Até aí, nada de novo, mas segue:

Por outro lado, caso o residente atue seguindo orientações do preceptor e, no estrito cumprimento destas, ocorram danos ao paciente, poderá ser excluída a responsabilidade do residente caso se verifique, no caso concreto, que lhe era impossível prever o resultado, confiando nos conhecimentos de seu preceptor.

(…)

… responde tanto pelas suas orientações como por sua omissão em fiscalizar os atos de seus residentes, podendo mesmo responder exclusivamente por eventos lesivos que venham a ocorrer

O fundamental jurídico de tal reflexão é o seguinte: as responsabilidades do residente e do preceptor são uma ramificação da responsabilidade por atos em equipe. De modo que essas relações são norteadas por aquilo que chamamos de “Princípio da confiança”, ou seja, num atendimento em equipe tem-se como premissa que todos ali presentes são aptos a desenvolver seus ofícios da melhor maneira possível – conforme demanda a lex artis.

Por exemplo, se um anestesista agir em desconformidade à melhor ciência médica e isso não for perceptível ao cirurgião, este não poderá ser responsabilizado por eventual dano decorrente de erro. Afinal, tinha como direito crer que seu colega não agiria mal.

Assim, é necessário que o estudo desse tipo de relações leve em conta questões como subalternidade, grau de conhecimento, previsibilidade do erro etc.

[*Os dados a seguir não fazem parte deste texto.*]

PR #903, opened 2020-01-15
Multi region support

### LINKED ISSUE #885: Support for multiple OpenStack regions
/kind feature

From what I was able to see, there is no way to have multiple OpenStack regions in the same Kubernetes cluster... wouldn't this be a great addition to enable High-Availability ?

No caso que ora estudamos, obviamente não há igualdade entre os envolvidos. Aliás, como já ressaltado no início, trata-se de atividade de ensino. A despeito de tratarem-se todos de médicos formados, um deles deve ter “elevada qualificação ética e profissional”, enquanto o outro meramente passou por exame seletivo.

É nestes termos que definem os seguintes parágrafos do artigo 20 do Código Penal Brasileiro:

  • 1º – É isento de pena quem, por erro plenamente justificado pelas circunstânciassupõe situação de fato que, se existisse, tornaria a ação legítima. Não há isenção de pena quando o erro deriva de culpa e o fato é punível como crime culposo.
  • 2º – Responde pelo crime o terceiro que determina o erro.

Bem como o artigo 22 do mesmo diploma estabelece:

Se o fato é cometido sob coação irresistível ou em estrita obediência a ordem, não manifestamente ilegal, de superior hierárquico, só é punível o autor da coação ou da ordem”.

Logo, fica patente que a depender do grau de influência do preceptor no procedimento tomado, deverá apenas este ser responsabilizado criminalmente pelas consequências de erro médico.